The problem with rights
Is that they have to be defended
The Enlightenment of the 17th and 18th centuries featured various assertions of natural rights. John Locke listed the holy trinity of life, liberty and property. Thomas Jefferson tweaked Locke to yield life, liberty and the pursuit of happiness. French revolutionaries preferred the formulation as liberty, equality and fraternity.
Not everyone agreed that these rights existed. King George III of Britain disputed Jefferson, and Louis XVI of France lost his head to the revolutionaries there.
The American and French revolutions reveal a fundamental problem with rights. For all Jefferson's effort to describe them as self-evident, they aren't. Or at least they weren't. They had to be defended with arguments and ultimately with arms. Some attitudes change over time, and it's probably the case that the idea of human equality is less controversial today than in Jefferson's time. But there is much evidence that a great many people around the world don't consider everyone else as their equals. The presumption of liberty is hardly less contested. Authoritarian states govern a substantial portion of the planet's population. As for a right to life, a quarter of the world's countries, including the United States, practice capital punishment.
The problem of defending rights takes another form. If you believe that everyone on earth has a right to equality, say, you might well feel a moral obligation to defend that right when it is violated. You might feel obliged to intervene in the domestic affairs of violating countries. Even if you don't feel the moral obligation, you might be tempted to express such an obligation as cover for intervention for less noble purposes. And if you cite morality to justify meddling in other people's affairs, you undercut your own ability to object to other people's citing morality to meddle in yours.
An alternative formulation is less troublesome—and less presumptuous. Treat things like property arrangements not as rights but as conventions. Some societies emphasize private ownership. Other societies prefer communal ownership. Defer to each society to choose its own formulation. Feel free to promote the benefits of yours, but do so by words and especially by example. If private property makes your society prosperous while communal property causes other societies to languish, your example will catch on. If the death penalty reduces the murder rate in your country compared with other countries, the death penalty will catch on. If it doesn't, maybe you should take the lesson of other countries.
This advice won't sit well with certain people. It's intoxicating to think that one's values are the values of the universe or of God. To hear that values are mere social constructs can be disconcerting, even threatening. Over the course of history, people have been burned at the stake for less. The burners felt a rush of righteousness.
If you really think your way is the only way, you ought to get out more. Over the course of history and around the world, people as smart and moral as we are have worshiped different gods, adhered to different values, and created successful societies while doing so. China, India and Egypt have been at the civilization game a lot longer than we have. Their notions of rights seem to have served them well. America, at a quarter millennium, isn't a tenth as old as they are. Maybe we should wait a bit before preaching to them.

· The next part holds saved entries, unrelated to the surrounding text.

PR #68, opened 2018-04-24
Simplify the BazelCommand API

hchauvin:


java/build/bazel/tests/integration/BuildEventCapturer.java
```diff
@@ -0,0 +1,72 @@
...
+  public BuildEventCapturer(Path file) {
+    this.file = file;
+  }
+
+  /**
+   * Gets the local file where the build events are stored.
+   */
+  Path file() throws IOException {
+    if (file == null) {
+      file = Files.createTempFile(
```
damienmg: Why not everything on one line?

java/build/bazel/tests/integration/BuildEventCapturer.java
```diff
@@ -0,0 +1,72 @@
+// Copyright 2017 The Bazel Authors. All rights reserved.
```
damienmg: 2017 -> 2018

java/build/bazel/tests/integration/WorkspaceDriver.java
```diff
@@ -228,6 +228,21 @@ public BazelCommand bazelCommand(List<String> args) {
...
+   */
+  public build.bazel.tests.integration.BazelCommand.Builder bazel(String arg, String... args) {
+    return bazel(
+        Stream.concat(Stream.of(arg), Stream.of(args)).collect(Collectors.toList()));
+  }
+
+  /**
+   * Returns a builder for invoking bazel.
+   */
+  public build.bazel.tests.integration.BazelCommand.Builder bazel(List<String> args) {
```
damienmg: here and above: there is no need for the full qualified name for BazelCommand, it is in the same package

tools/bazel_java_integration_test.bzl
```diff
@@ -13,6 +13,10 @@
 # limitations under the License.
 
 # Java integration test framework for using Bazel
+load(
+  "@bazel_tools//tools/build_defs/repo:http.bzl",
+  "http_archive",
+)
```
damienmg: This will break with older version of bazel.... maybe wrap it in a macro testing for native.http_archive?

java/build/bazel/tests/integration/WorkspaceDriver.java
hchauvin: There is a name clash with WorkspaceDriver.BazelCommand

tools/bazel_java_integration_test.bzl
hchauvin: If I'm not mistaken this was released in 0.4.2 (7 Dec 2016): https://github.com/bazelbuild/bazel/commit/451599a8d22d79a84e228c9c06207df490f02f9f

The oldest version of Bazel you test against here is 0.6.0.  What is the oldest version of Bazel you'd like to support?

java/build/bazel/tests/integration/BuildEventCapturer.java
hchauvin: see next commit

java/build/bazel/tests/integration/BuildEventCapturer.java
hchauvin: see next commit

java/build/bazel/tests/integration/WorkspaceDriver.java
damienmg: I prefer to not have 2 BazelCommand, I prefer to break the API there (which also relate to moving BazelCommand out of WorkspaceDriver)

tools/bazel_java_integration_test.bzl
damienmg: You are right, my bad. The bug in the early version won't be triggered so we are good to go.

hchauvin:
For the linting, are you talking only about the diff?  To be honest, I like a consistent style as well, but was not sure what it was by looking at the code.  I put a commit where I do a google-java-format everywhere, just in case, but I'm not sure this is the right way to proceed.

I think I should propose a lint.sh in another PR instead?  This would allow to have consistent formatting with the remaining bazel code base for BUILD and *.bzl files as well.

Concerning the extraction of the BazelCommand: I did not extract it, I added another incompatible one.  Should I remove the old one altogether and present a separate commit with only this BazelCommand?

java/build/bazel/tests/integration/WorkspaceDriver.java
hchauvin: Ok, I'll do that

damienmg:
It use to be google style but I did not followed the repository closely for some time and it seemed to have derived a little :)

For the linter that would be awesome, buildifier should be able to handle BUILD and bzl file. The best would be something that can be added a pre-commit hook :) (and that we can also run using travis CI).

My preference for the BazelCommand would be to keep only one of them and then we can have a clear diff of the API and discussed your proposed change.

java/build/bazel/tests/integration/WorkspaceDriver.java
```diff
@@ -31,16 +31,14 @@
...
 
-  private Path currentBazel = null;
+  Path currentBazel = null;
 
-  /**
-   * The current workspace.
-   */
-  private Path workspace = null;
+  /** The current workspace. */
+  Path workspace = null;
```
ittaiz: shared mutable state is a very bad idea...

hchauvin:
I agree, maybe it's better to focus on BazelCommand, I'll save the BEP for another time?

Concerning the formatting issue, I think it is actually better if #72 lands before, so that it becomes a non-issue?

damienmg:
sgtm

hchauvin:
Just rebased on top of the linter.

ittaiz:
@hchauvin this PR is now a suggestion to how you think the command object should be, right? We got linting out of the way and we're postponing the build event to after this one to ease review?

java/build/bazel/tests/integration/WorkspaceDriver.java
```diff
@@ -247,77 +252,17 @@ private BazelWorkspaceDriverException(String message) {
...
-
-  public BazelCommand bazelCommand(List<String> args) {
-    if (currentBazel == null) {
-      throw new BazelWorkspaceDriverException(
-          "Cannot use bazel because no version was specified, "
-              + "please call bazelVersion(version) before creating command(...).");
-    }
-    return new BazelCommand(args);
+  /** Returns a builder for invoking bazel. */
+  public BazelCommand.Builder bazel(String arg, String... args) {
```
damienmg: It seems like we are moving back and forth between "bazel" and "bazelCommand" for this function :) Anyway I prefer simply "bazel"

java/build/bazel/tests/integration/BUILD
```diff
@@ -4,11 +4,15 @@ java_library(
     name = "workspace_driver",
     testonly = True,
     srcs = [
+        "BazelCommand.java",
         "Command.java",
         "RepositoryCache.java",
         "WorkspaceDriver.java",
     ],
     visibility = ["//visibility:public"],
+    deps = [
```
damienmg: Is @Nullable worth adding a new dependency?

hchauvin: @Nullable is used only once here.  If I remember, it made sense when I added BEP support, but here it is used only once so I am remove it for now. See separate commit for better clarity.

java/build/bazel/tests/integration/BazelCommand.java
```diff
@@ -0,0 +1,148 @@
...
+
+    /** adds environment variable to execution runtime */
+    public Builder withEnvironmentVariable(String key, String value) {
+      this.environment.put(key, value);
+      return this;
+    }
+
+    private Command build() throws IOException {
+      String bazelRcPath =
+          bazelrcFile == null
```
ittaiz: why do you prefer null and trenary over optional?

java/build/bazel/tests/integration/BazelCommand.java
```diff
@@ -0,0 +1,148 @@
...
+          .withEnvironment(environment)
+          .build();
+    }
+
+    public BazelCommand run() throws IOException, InterruptedException {
+      Command cmd = build();
+      return new BazelCommand(cmd, args, cmd.run());
+    }
+
+    public BazelCommand mustRun() throws IOException, InterruptedException {
```
ittaiz: the phrasing `mustRun` confused me when I read the tests. WDYT about `mustRunSuccessfully`? longer but more revealing IMHO

javatests/build/bazel/tests/integration/BazelBaseTestCaseTest.java
```diff
@@ -54,21 +52,16 @@ public void testRunningBazelInGivenRelativeDirectory() throws Exception {
...
 
   @Test
   public void testTestSuiteExists() throws Exception {
     loadIntegrationTestRuleIntoWorkspace();
     setupPassingTest("IntegrationTestSuiteTest");
 
-    Command cmd = driver.bazelCommand("test", "//:IntegrationTestSuiteTest").build();
-    final int exitCode = cmd.run();
-
-    org.hamcrest.MatcherAssert.assertThat(exitCode, is(successfulExitCode(cmd)));
```
ittaiz: should we delete `successfulExitCode`?

ittaiz: it's important to note we're losing here:
workspaceDirectoryContents and logs of tests.
They were very valuable for me while developing but maybe we can live with them.
As a thought exercise (and maybe as input for us as maintainers of the lib) how should one write this test if they also want the above as diagnostics when it fails?

hchauvin: I delete successfulExitCode.

Logs of tests is something I wanted to be accessible through the Build Event Protocol interface.  In BazelCommand you have a toString() method which is used to describe the command in mustRun(), and it can be used in general for debugging.  Right now, the toString() method only gives the stderr and stdout, but I planned with the Build Event Protocol support to expand it to giving a list of produced artifacts and test logs.

I don't remember having in the workspaceDirectoryContents as well, so I just added it to toString() as well.

java/build/bazel/tests/integration/BazelCommand.java
hchauvin: The (official) position that I am following is that Optional in Java was not intended for class fields. Of course, this is a matter of opinion and coding style, and you are the final arbiter :)

Cf. answer by Brian Goetz: https://stackoverflow.com/questions/26327957/should-java-8-getters-return-optional-type/26328555#26328555 and also http://www.oracle.com/technetwork/articles/java/java8-optional-2175753.html: "The purpose of Optional is not to replace every single null reference in your codebase but rather to help design better APIs in which—just by reading the signature of a method—users can tell whether to expect an optional value."

Null is too much embedded in the Java language for using Optional in all cases.  Optional was primarily intended for method chaining and for public APIs, especially when they relate to streams.  IntelliJ agrees, and flags the use of Optional for fields.

It is also possible to use the @Nullable annotation to help findbugs finds spurious usage (findbugs is enabled by default in Bazel's java toolchain).

java/build/bazel/tests/integration/BazelCommand.java
hchauvin: That's derived from a convention in Golang.  That might be a bit foreign here, so I'll go with your suggestion.

hchauvin:
Concerning the feature envy: I see what you mean, but I do like the separation as well.

One way to solve that might be to get rid of Command.Builder and have a static method `Command Command.run(ProcessBuilder builder)` instead.  It would be responsible for redirecting the output and error streams, starting the process, and waiting for the process to end.

java/build/bazel/tests/integration/BazelCommand.java
ittaiz: Ok. I’ll live with it though I’m glad I don’t code in java in the d2d...

ittaiz:
ok, re feature envy I had a change ready which just removes the builder and has the existing code use the `Command`'s constructor but I decided to let it be since if we'll want an additional optional property which relates to process handling and not bazel commands in general we might want a builder back. Let's leave it.

One more thing- I think the toString of `BazelCommand` can become an important API for people troubleshooting their tests. Any chance for a followup PR with a simple test to cover us with respect to what we expect from the toString?

hchauvin:
You are right, I'll keep things as atomic as possible in the future :)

"It's intoxicating to think that one's values are the values of the universe or of God. To hear that values are mere social constructs can be disconcerting, even threatening. Over the course of history, people have been burned at the stake for less. The burners felt a rush of righteousness.
If you really think your way is the only way, you ought to get out more."--A Brandsism worth remembering.
Maybe, just maybe, “preaching” could be a part of the problem and shouldn’t be considered a part of the solution.